The most basic sampler is the included Sampler, which is used to sample basic Scenarios. Consider

using StochasticPrograms

sampler = Sampler() do
    return Scenario(q₁ = 24.0 + randn(), q₂ = 28.0 + randn(), d₁ = 500.0 + randn(), d₂ = 100 + randn(), probability = rand())
end

sampler()
Scenario with probability 0.4886128300795012
  q₁: 24.297287984535462
  q₂: 28.382395967790607
  d₁: 499.4023655232718
  d₂: 99.98955475536262

Samplers can also be conveniently created using @sampler. We can define a simple scenario type and a simple sampler as follows:

using StochasticPrograms

@define_scenario ExampleScenario = begin
    w::Float64
end

@sampler ExampleSampler = begin
    w::Float64

    ExampleSampler(w::AbstractFloat) = new(w)

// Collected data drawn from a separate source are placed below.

PR #290, opened 2022-09-19
chore: add extractToken

fedealconada:
## Motivation

Even though we have Crop and Crops solutions to handle airdropped or claimed reward tokens, it is hard to predict all the different mechanism protocols create to distribute their reward tokens.

Because of this, we need to provide a method that would allow a trusted address to extract an arbitrary token from it. 

## Solution

- Create an `extractToken` function that transfers all the adapter's balance for a given token (which can NOT be the stake, target nor a reward token in case of Crop(s)) to the `rewardsRecipient` address
- Provide a method to update the `rewardsRecipient` address

## Implementer Checklist

### DIFF
--- a/pkg/core/src/adapters/abstract/BaseAdapter.sol
+++ b/pkg/core/src/adapters/abstract/BaseAdapter.sol
@@ -215,5 +215,5 @@ abstract contract BaseAdapter is Trust, IERC3156FlashLender {
     /* ========== LOGS ========== */
 
     event RewardsRecipientChanged(address indexed oldRecipient, address indexed newRecipient);
-    event RewardsClaimed(address indexed token, address indexed recipient);
+    event RewardsClaimed(address indexed token, address indexed recipient, uint256 indexed amount);
 }
--- a/pkg/core/src/adapters/abstract/BaseAdapter.sol
+++ b/pkg/core/src/adapters/abstract/BaseAdapter.sol
@@ -64,9 +64,7 @@ abstract contract BaseAdapter is Trust, IERC3156FlashLender {
         /// (e.g. 0101 enables `collect` and `issue`, but not `combine`)
         uint48 level;
         /// @notice 0 for monthly, 1 for weekly
-        uint8 mode;
-        /// @notice Reward type: 0 for non-crop, 1 for crop and 2 for crops
-        uint8 rType;
+        uint16 mode;
     }
 
     /* ========== METADATA STORAGE ========== */
@@ -161,30 +159,7 @@ abstract contract BaseAdapter is Trust, IERC3156FlashLender {
 
     /// @notice Transfers reward tokens from the adapter to Sense's reward container
     /// @dev If adapter is either Crop or Crops, we check token is not any of the reward tokens
-    function extractToken(address token) external {
-        if (adapterParams.rType == 1) {
-            if (token == Crop(address(this)).reward()) revert Errors.TokenNotSupported();
-        } else if (adapterParams.rType == 2) {
-            uint256 i = 0;
-            Crops adapter = Crops(address(this));
-            while (true) {
-                try adapter.rewardTokens(i) returns (address rewardToken) {
-                    if (token == rewardToken) revert Errors.TokenNotSupported();
-                } catch {
-                    break;
-                }
-                unchecked {
-                    ++i;
-                }
-            }
-        }
-
-        // Check that token is neither the target nor the stake
-        if (token == target || token == adapterParams.stake) revert Errors.TokenNotSupported();
-        ERC20 t = ERC20(token);
-        t.safeTransfer(rewardsRecipient, t.balanceOf(address(this)));
-        emit RewardsClaimed(token, rewardsRecipient);
-    }
+    function extractToken(address token) external virtual;
 
     /* ========== OPTIONAL HOOKS ========== */
 
@@ -227,10 +202,6 @@ abstract contract BaseAdapter is Trust, IERC3156FlashLender {
 
     function mode() external view returns (uint256) {
         return adapterParams.mode;
-    }
-
-    function rType() external view returns (uint256) {
-        return adapterParams.rType;
     }
 
     function tilt() external view returns (uint256) {
--- a/pkg/core/src/adapters/abstract/BaseAdapter.sol
+++ b/pkg/core/src/adapters/abstract/BaseAdapter.sol
@@ -165,14 +165,16 @@ abstract contract BaseAdapter is Trust, IERC3156FlashLender {
         if (adapterParams.rType == 1) {
             if (token == Crop(address(this)).reward()) revert Errors.TokenNotSupported();
         } else if (adapterParams.rType == 2) {
-            bool keepGoing = true;
             uint256 i = 0;
             Crops adapter = Crops(address(this));
-            while (keepGoing) {
+            while (true) {
                 try adapter.rewardTokens(i) returns (address rewardToken) {
                     if (token == rewardToken) revert Errors.TokenNotSupported();
                 } catch {
-                    keepGoing = false;
+                    break;
+                }
+                unchecked {
+                    ++i;
                 }
             }
         }
--- a/pkg/core/src/adapters/abstract/BaseAdapter.sol
+++ b/pkg/core/src/adapters/abstract/BaseAdapter.sol
@@ -9,10 +9,13 @@ import { IERC3156FlashBorrower } from "../../external/flashloan/IERC3156FlashBor
 
 // Internal references
 import { Divider } from "../../Divider.sol";
+import { Crop } from "./extensions/Crop.sol";
+import { Crops } from "./extensions/Crops.sol";
 import { Errors } from "@sense-finance/v1-utils/src/libs/Errors.sol";
+import { Trust } from "@sense-finance/v1-utils/src/Trust.sol";
 
 /// @title Assign value to Target tokens
-abstract contract BaseAdapter is IERC3156FlashLender {
+abstract contract BaseAdapter is Trust, IERC3156FlashLender {
     using SafeTransferLib for ERC20;
 
     /* ========== CONSTANTS ========== */
@@ -32,6 +35,9 @@ abstract contract BaseAdapter is IERC3156FlashLender {
 
     /// @notice Issuance fee
     uint128 public immutable ifee;
+
+    /// @notice Rewards recipient
+    address public rewardsRecipient;
 
     /// @notice adapter params
     AdapterParams public adapterParams;
@@ -58,7 +64,9 @@ abstract contract BaseAdapter is IERC3156FlashLender {
         /// (e.g. 0101 enables `collect` and `issue`, but not `combine`)
         uint48 level;
         /// @notice 0 for monthly, 1 for weekly
-        uint16 mode;
+        uint8 mode;
+        /// @notice Reward type: 0 for non-crop, 1 for crop and 2 for crops
+        uint8 rType;
     }
 
     /* ========== METADATA STORAGE ========== */
@@ -71,12 +79,14 @@ abstract contract BaseAdapter is IERC3156FlashLender {
         address _divider,
         address _target,
         address _underlying,
+        address _rewardsRecipient,
         uint128 _ifee,
         AdapterParams memory _adapterParams
-    ) {
+    ) Trust(msg.sender) {
         divider = _divider;
         target = _target;
         underlying = _underlying;
+        rewardsRecipient = _rewardsRecipient;
         ifee = _ifee;
         adapterParams = _adapterParams;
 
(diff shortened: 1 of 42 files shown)


pkg/core/src/adapters/abstract/BaseAdapter.sol
```diff
@@ -144,6 +152,38 @@ abstract contract BaseAdapter is IERC3156FlashLender {
         return ERC20(token).balanceOf(address(this));
     }
 
+    function setRewardsRecipient(address recipient) external {
```
jparklev: Should be trusted, right?

pkg/core/src/adapters/abstract/factories/BaseFactory.sol
```diff
@@ -101,4 +115,19 @@ abstract contract BaseFactory {
             } catch {}
         }
     }
+
+    function setAdmin(address _admin) external requiresTrust {
```
jparklev: What's the `admin` address for?

jparklev (commented):
Know it's a WIP, so just two quick comments ~

pkg/core/src/adapters/abstract/BaseAdapter.sol
fedealconada: indeed!

pkg/core/src/adapters/abstract/factories/BaseFactory.sol
fedealconada: `admin` would be the trusted address we will set when deploying new adapters (`deployAdapter` call. If you feel like we should just keep what we had before, I'm good with that.

pkg/core/src/adapters/abstract/extensions/Crop.sol
```diff
@@ -30,7 +30,8 @@ abstract contract Crop is Trust {
 
     event Distributed(address indexed usr, address indexed token, uint256 amount);
 
-    constructor(address _divider, address _reward) Trust(msg.sender) {
+    constructor(address _divider, address _reward) {
+        setIsTrusted(msg.sender, true);
```
fedealconada: Do we want to add this here? Because it's already set on the base adapter.
The reason I've added it was kind of thinking about this contract in isolation. If one would, somehow, use it for something different and if we dont have this line, then it would be a problem. Thoughts?

pkg/core/src/adapters/abstract/extensions/Crops.sol
```diff
@@ -36,7 +36,8 @@ abstract contract Crops is Trust {
         mapping(address => uint256) rewarded;
     }
 
-    constructor(address _divider, address[] memory _rewardTokens) Trust(msg.sender) {
+    constructor(address _divider, address[] memory _rewardTokens) {
+        setIsTrusted(msg.sender, true);
```
fedealconada: Same as above

pkg/core/src/adapters/abstract/extensions/Crop.sol
jparklev: I feel like it's ok to stipulate that this contract should only be used with the base adapter (maybe we can put that in a comment on the top)!

Also is there duplication currently if we have trust on this contract and the base adapter?

fedealconada: > I feel like it's ok to stipulate that this contract should only be used with the base adapter (maybe we can put that in a comment on the top)!

sgtm! 

> Also is there duplication currently if we have trust on this contract and the base adapter?

AFAIK the compiler would only import it once

jparklev: > AFAIK the compiler would only import it once

Sweet, could we verify this? Either finding it in docs or trying crops with and without "Trust" and comparing contract sizes (or maybe there's another way?)

My only concern is if we'll have two instantiations of "Trust" that don't shares state (totally independent trusted addressees)

fedealconada: Yes! I'm on itt

pkg/core/src/adapters/abstract/BaseAdapter.sol
```diff
@@ -144,6 +154,36 @@ abstract contract BaseAdapter is IERC3156FlashLender {
...
+            if (token == Crop(address(this)).reward()) revert Errors.TokenNotSupported();
+        } else if (adapterParams.rType == 2) {
+            bool keepGoing = true;
+            uint256 i = 0;
+            Crops adapter = Crops(address(this));
+            while (keepGoing) {
+                try adapter.rewardTokens(i) returns (address rewardToken) {
+                    if (token == rewardToken) revert Errors.TokenNotSupported();
+                } catch {
+                    keepGoing = false;
```
jparklev: What do you think about doing a "break" instead of storing a var?

Also think we could ++i in an unchecked block for the ultimate micro gas optimization 😉

jparklev: Ex on line 510 of the roller https://github.com/sense-finance/auto-roller/blob/main/src/AutoRoller.sol

(Would link it exactly but on mobile)

fedealconada: > What do you think about doing a "break" instead of storing a var?

I just forgot about `break` at all xD, I'm adding it now

> Also think we could i++ in an unchecked block for the ultimate micro gas optimization 

This is actually a bug, I didn;'t even add the i++ at all 🤦

pkg/core/src/adapters/abstract/extensions/Crop.sol
fedealconada: So, I've tried these:
A) `forge flatten` -> output shows only one `Trust.sol`
B)
- Removed all usages of `Trust` from `Crop` but kept the inheritance and wrote down the contract size of `CAdapter`, who inherits `BaseAdapter` and `Crop` (and both contracts inherit `Trust`)
- Then, I removed the inheritance of `Trust` completely from `Crop` and checked the size and it matched the previous one (which makes sense).

C) Also, current tests would fail if we were to have different states (anyways, I've added a sanity check on `CropsAdapter.t.sol` -> `testAdapterHasParams`
D) Tried googling but couldn't find anything (still on it)

pkg/core/src/adapters/abstract/BaseAdapter.sol
jparklev: Looks like you added in commit 276, so will resolve ~

pkg/core/src/adapters/abstract/extensions/Crop.sol
jparklev: Beautiful!! With these I feel pretty comfortable. Maybe one last thing along the lines of (B) is that we could do this "Then, I removed the inheritance of Trust completely from Crop and checked the size and it matched the previous one (which makes sense)." and then compare the compiled bytecode in `out` from `forge build`, and that would confirm it

pkg/core/src/tests/test-helpers/Constants.sol
```diff
@@ -4,13 +4,18 @@ pragma solidity 0.8.11;
 /// @notice System constants
 library Constants {
     // adapter config
+    address public constant REWARDS_RECIPIENT = address(0xfed);
```
jparklev, line 7: 😆

pkg/core/src/adapters/implementations/compound/CFactory.sol
```diff
@@ -46,6 +47,7 @@ contract CFactory is CropFactory {
             minm: factoryParams.minm,
             maxm: factoryParams.maxm,
             mode: factoryParams.mode,
+            rType: factoryParams.rType,
```
jparklev: This could be hardcoded in the factories themselves, right? (e.g. since the CFactory will always be a Crop factory)

pkg/core/src/adapters/abstract/BaseAdapter.sol
```diff
@@ -144,6 +154,38 @@ abstract contract BaseAdapter is IERC3156FlashLender {
...
     }
 
+    function setRewardsRecipient(address recipient) external requiresTrust {
+        rewardsRecipient = recipient;
+        emit RewardsRecipientChanged(rewardsRecipient);
+    }
+
+    /// @notice Transfers reward tokens from the adapter to Sense's reward container
+    /// @dev If adapter is either Crop or Crops, we check token is not any of the reward tokens
+    function extractToken(address token) external {
```
jparklev: Out there idea i'd be curious to hear your thoughts on: what if we made this `virtual` and had each individual adapter override it and handle rewards in the correct way depending on if they're Crop(s) or not.

For ex, `ERC4626Adapter`, `ERC4626CropAdapter`, `CAdapter`, etc would implement it themselves. WDYT?

pkg/core/src/adapters/abstract/factories/BaseFactory.sol
```diff
@@ -101,4 +111,23 @@ abstract contract BaseFactory {
...
+    }
+
+    /// Set an adapter's rewards recipient
+    function setAdapterRewardsRecipient(address adapter, address recipient) external requiresTrust {
+        BaseAdapter(adapter).setRewardsRecipient(recipient);
+    }
+
+    /* ========== LOGS ========== */
+
+    event AdminChanged(address indexed adapter);
```
jparklev: Unused?

pkg/core/src/tests/factories/BaseFactory.t.sol
```diff
@@ -296,4 +317,25 @@ contract Factories is TestHelper {
...
+        hevm.expectEmit(true, true, true, true);
+        emit RewardsRecipientChanged(address(0x111));
+
+        factory.setRewardsRecipient(address(0x111));
+        assertEq(factory.rewardsRecipient(), address(0x111));
+    }
+
+    /* ========== LOGS ========== */
+
+    event AdminChanged(address indexed adapter);
```
jparklev: Unused?

pkg/core/src/adapters/abstract/factories/BaseFactory.sol
```diff
@@ -101,4 +111,23 @@ abstract contract BaseFactory {
             } catch {}
         }
     }
+
+    /// Set factory rewards recipient
+    /// @notice all future deployed adapters will have the new rewards recipient
+    /// @dev existing adapters rewards recipients will not be changed and can be
+    /// done through `setAdapterRewardsRecipient`
+    function setRewardsRecipient(address _recipient) external requiresTrust {
```
jparklev, line 118: Might consider emitting the previous recipient as well like we do here: https://github.com/sense-finance/sense-v1/blob/2b4ffebc784bde8c883b13b40bd221b57a1cb2ac/pkg/core/src/Periphery.sol#L425

jparklev (commented):
Got this out fast, nice work 🚢 A few comments last comments/suggestions, but mostly looking good

pkg/core/src/adapters/abstract/extensions/Crop.sol
fedealconada: Hmm... but the bytecodes will be different, won't they?
I've also checked some other stuff on the `out` like "`methodIdentifiers` and `sources` and checked that `Trust` only appears once and it is not duplicated.

pkg/core/src/adapters/implementations/compound/CFactory.sol
fedealconada: Oh, definitely!

pkg/core/src/adapters/abstract/BaseAdapter.sol
fedealconada: That could work as well, the pro: we dont have to add this `rType` to the adapter params (which i don't like it much), the con: we have to implement the same function every time we create a new adapter. Give the fact that we envision more and more 4626, hopefully the amount of custom adapters would decrease. And, also, implementing this function is no big deal (usually would be copy&paste).
Gonna add this change!

pkg/core/src/tests/test-helpers/mocks/MockAdapter.sol
```diff
@@ -546,8 +550,9 @@ contract Mock4626CropsAdapter is ERC4626Adapter, Crops {
         // Check that token is neither the target nor the stake
         if (token == target || token == adapterParams.stake) revert Errors.TokenNotSupported();
         ERC20 t = ERC20(token);
-        t.safeTransfer(rewardsRecipient, t.balanceOf(address(this)));
-        emit RewardsClaimed(token, rewardsRecipient);
+        uint256 tBal = t.balanceOf(address(this));
+        t.safeTransfer(rewardsRecipient, tBal);
```
jparklev, line 554: style thing that's fine either way, but I personally liked the previous code that had `t.balanceOf(address(this))` inline!

fedealconada: me too but i changed it so I can use it on the event

jparklev: mm yep, that's fair enough

pkg/core/src/adapters/abstract/extensions/Crop.sol
jparklev: Hmm, possibly just because i'm early in the day, but what's the reason the bytecodes would be different (if we're assuming Trust is de-duped)?

pkg/core/src/adapters/abstract/BaseAdapter.sol
jparklev: OK, great! Not positive which is better, but let me give the latest code a re-review and see how it feels!

pkg/core/src/adapters/abstract/extensions/Crop.sol
fedealconada: So, what I'm comparing is two versions of `CAdapter` bytecode where I'm modifying `Crop`.

- On the first version, I remove all usages of `Trust` inside `Crop` but I'm leaving the inheritance (both the line that imports `Trust.sol` and the `contract Crop is Trust`.
- On the second version, I'm completely removing `Trust` from `Crop`. 

The idea would be that both `CAdapter` versions would "weight" the same because in both cases there's only one `Trust` contract being used. Though, the bytecode would differ because one `Crop` contract has the `contract Crop is Trust` and the other one just `contract Crop`.

Unless I'm mistaken.

If this does not make sense it might be better to have a call to explain it better haha.

jparklev (approved):
LGTM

    @sample ExampleScenario begin
        w = sampler.w
        return ExampleScenario(w*randn(), probability = rand())
    end
end

This creates a new AbstractSampler type called ExampleSampler, which samples ExampleScenarios. Now, we can create a sampler object and sample a scenario

sampler = ExampleSampler(2.)

ξ = sampler()

println(ξ)
println("ξ: $(ξ.w)")
ExampleScenario with probability 0.951916339835734
  w: 0.6222226769966677
ξ: 0.6222226769966677

Now, lets create a stochastic model using the ExampleScenario type:

sm = @stochastic_model begin
    @stage 1 begin
        @decision(model, x >= 0)
        @objective(model, Min, x)
    end
    @stage 2 begin
        @uncertain w from ExampleScenario
        @variable(model, y)
        @objective(model, Min, y)
        @constraint(model, y + x == w)
    end
end
Two-Stage Stochastic Model

minimize f₀(x) + 𝔼[f(x,ξ)]
  x∈𝒳

where

f(x,ξ) = min  f(y; x, ξ)
              y ∈ 𝒴 (x, ξ)

Now, we can sample $5$ scenarios using the first sampler to generate $5$ subproblems:

sp = instantiate(sm, sampler, 5)
Stochastic program with:
 * 1 decision variable
 * 0 recourse variables
 * 5 scenarios of type ExampleScenario
Structure: Deterministic equivalent
Solver name: No optimizer attached.

Printing yields:

print(sp)
Deterministic equivalent problem
Min x + 0.2 y₅ + 0.2 y₄ + 0.2 y₃ + 0.2 y₂ + 0.2 y₁
Subject to
 x ∈ Decisions
 x ≥ 0.0
 x + y₁ = -4.534172697601061
 x + y₂ = 0.8628430528458241
 x + y₃ = 1.9265432100763813
 x + y₄ = -1.0446735148430168
 x + y₅ = -0.10090245986733057
Solver name: No optimizer attached.

Sampled stochastic programs are solved as usual:

using GLPK

set_optimizer(sp, GLPK.Optimizer)

optimize!(sp)

println("optimal decision: $(optimal_decision(sp))")
println("optimal value: $(objective_value(sp))")
optimal decision: [0.0]
optimal value: -0.5780724818778408

Again, if the functionality offered by @sampler is not adequate, consider Custom scenarios.

Custom scenarios

More complex scenario designs are probably not implementable using @define_scenario. However, it is still possible to create a custom scenario type as long as:

The restriction on expected is there to support taking expectations in a distributed environment. We are also free to define custom sampler objects, as long as:

  • The sampler type is a subtype of AbstractSampler
  • The sampler type implements a functor call that performs the sampling

See the Continuous scenario distribution for an example of custom scenario/sampler implementations.